After she was asked to leave, Sara says that her bag was searched and she was then accompanied outside, where she was told that she has been permanently banned from all stores that use Facewatch.
Sara later received a letter from Facewatch, admitting to their error. While the company declined to offer comment to reporters regarding Sara’s case, it did say that its product helps protect public-facing workers and prevent crime.
Home Bargains also declined to comment on the incident.

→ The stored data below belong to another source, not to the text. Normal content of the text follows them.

PR #12975, opened 2025-02-05
make authz extension wire_format O+C

c2thorn:
fixes https://github.com/hashicorp/terraform-provider-google/issues/21129
fixes https://github.com/hashicorp/terraform-provider-google/issues/21120
fixes https://github.com/hashicorp/terraform-provider-google/issues/21180
fixes https://github.com/hashicorp/terraform-provider-google/issues/21171

not sure if the API changed behavior since resource implementation, but the API no longer accepts the provider supplying the default value. Changing the field to be O+C to allow the API to set the default itself.

Should _not_ be a breaking change due to making it O+C while also moving away from a default that is just straight up invalid.

```release-note:bug
networkservices: fixed a bug with `google_network_services_authz_extension.wire_format` sending an invalid default value by removing the Terraform default and letting the API set the default.
```

### DIFF
--- a/mmv1/third_party/terraform/services/networkservices/resource_network_services_authz_extension_test.go
+++ b/mmv1/third_party/terraform/services/networkservices/resource_network_services_authz_extension_test.go
@@ -47,13 +47,13 @@ func TestAccNetworkServicesAuthzExtension_update(t *testing.T) {
 func testAccNetworkServicesAuthzExtension_start(context map[string]interface{}) string {
 	return acctest.Nprintf(`
 resource "google_compute_network" "default" {
-  name                    = "lb-network"
+  name                    = "lb-network%{random_suffix}"
   project                 = "%{project}"
   auto_create_subnetworks = false
 }
 
 resource "google_compute_subnetwork" "default" {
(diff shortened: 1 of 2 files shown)


c2thorn:

mmv1/third_party/terraform/services/networkservices/resource_network_services_authz_extension_test.go
```diff
@@ -47,21 +47,21 @@ func TestAccNetworkServicesAuthzExtension_update(t *testing.T) {
 func testAccNetworkServicesAuthzExtension_start(context map[string]interface{}) string {
 	return acctest.Nprintf(`
 resource "google_compute_network" "default" {
-  name                    = "lb-network"
+  name                    = "lb-network%{random_suffix}"
```
slevenick, line 50: Should we also change these to `tf-test`...?

c2thorn: good idea

slevenick (approved):

PR #12981, opened 2025-02-06
Fixed error message when naming disks

Dawid212:
### Related :

- Resolves: https://github.com/hashicorp/terraform-provider-google/issues/18165

Added validation for disk names in `google_compute_disk`

```release-note:bug
compute: added validation for disk names in `google_compute_disk`
```

### DIFF
--- a/mmv1/products/compute/Disk.yaml
+++ b/mmv1/products/compute/Disk.yaml
@@ -294,6 +294,8 @@ properties:
       character, which cannot be a dash.
     required: true
     immutable: true
+    validation:
+      function: 'verify.ValidateGCEName'
   - name: 'size'
     type: Integer
     description: |


melinath:
Drive-by comment: we need to confirm that this validation function will be correct in all cases before adding it; otherwise, it may be a breaking (and undesired) change.

melinath:

ScottSuarez (approved):
Matches validation requirements [found in the function](https://github.com/ScottSuarez/magic-modules/blob/f7ec8e741b41e69825e825c6e4deb897a3603617/mmv1/third_party/terraform/verify/validation.go#L98) and [rest docs](https://cloud.google.com/compute/docs/reference/rest/v1/disks#:~:text=RFC3339%20text%20format.-,name,-string).

PR #12987, opened 2025-02-06
Backfill autogen status tag

slevenick:

```release-note:none
```

### DIFF
--- a/mmv1/products/apphub/Application.yaml
+++ b/mmv1/products/apphub/Application.yaml
@@ -29,6 +29,7 @@ timeouts:
   update_minutes: 20
   delete_minutes: 20
 autogen_async: true
+autogen_tag: QXBwbGljYXRpb24=
 async:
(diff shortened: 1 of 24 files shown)


mmv1/products/apphub/Application.yaml
```diff
@@ -29,6 +29,7 @@ timeouts:
   update_minutes: 20
   delete_minutes: 20
 autogen_async: true
+autogen_tag: QXBwbGljYXRpb24=
```
melinath, line 32: I think these should all be autogen_status?

```suggestion
autogen_status: QXBwbGljYXRpb24=
```

melinath (changes requested):

mmv1/products/apphub/Application.yaml
slevenick: Hah, was just in 2 files I must have zoned out when typing them

melinath (approved):

PR #12992, opened 2025-02-07
Split resource schema diff returned to magician by added/modified/removed

melinath:
This is a prerequisite to https://github.com/hashicorp/terraform-provider-google/issues/21287 because it will allow distinguishing between added, modified, and removed resources.

I also made the computation of the primary schema diff happen at build time, since it is a static value.

```release-note:none

```


melinath:
Schema diff looks correct in https://pantheon.corp.google.com/cloud-build/builds/2b396317-82c4-45e2-93ba-738baaa91c43;step=17?e=-13802955&inv=1&invt=Abo8vA&mods=logs_tg_staging&project=graphite-docker-images

melinath:
@ScottSuarez this is ready for review.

Retailers, it seems, are not the only ones who are rolling Facewatch and similar technologies into their day-to-day operations. Police in East London are using the technology in conjunction with ubiquitous surveillance cameras, which tirelessly capture facial images as people move through the area going about their business. Facewatch sorts through the images, and if it discovers anyone whose face matches someone on a police watch list, they are stopped, interviewed, and sometimes arrested by police.
Some commentators have said that such technology turns the individual into a product, and his or her face into a bar code. During a BBC special reports ride-along, the London Metropolitan Police told reporters that they made six arrests in a single day, all enabled by Facewatch. Police defended the advantages of the technology, but civil liberties groups are raising the alarm about its reliability and its morality.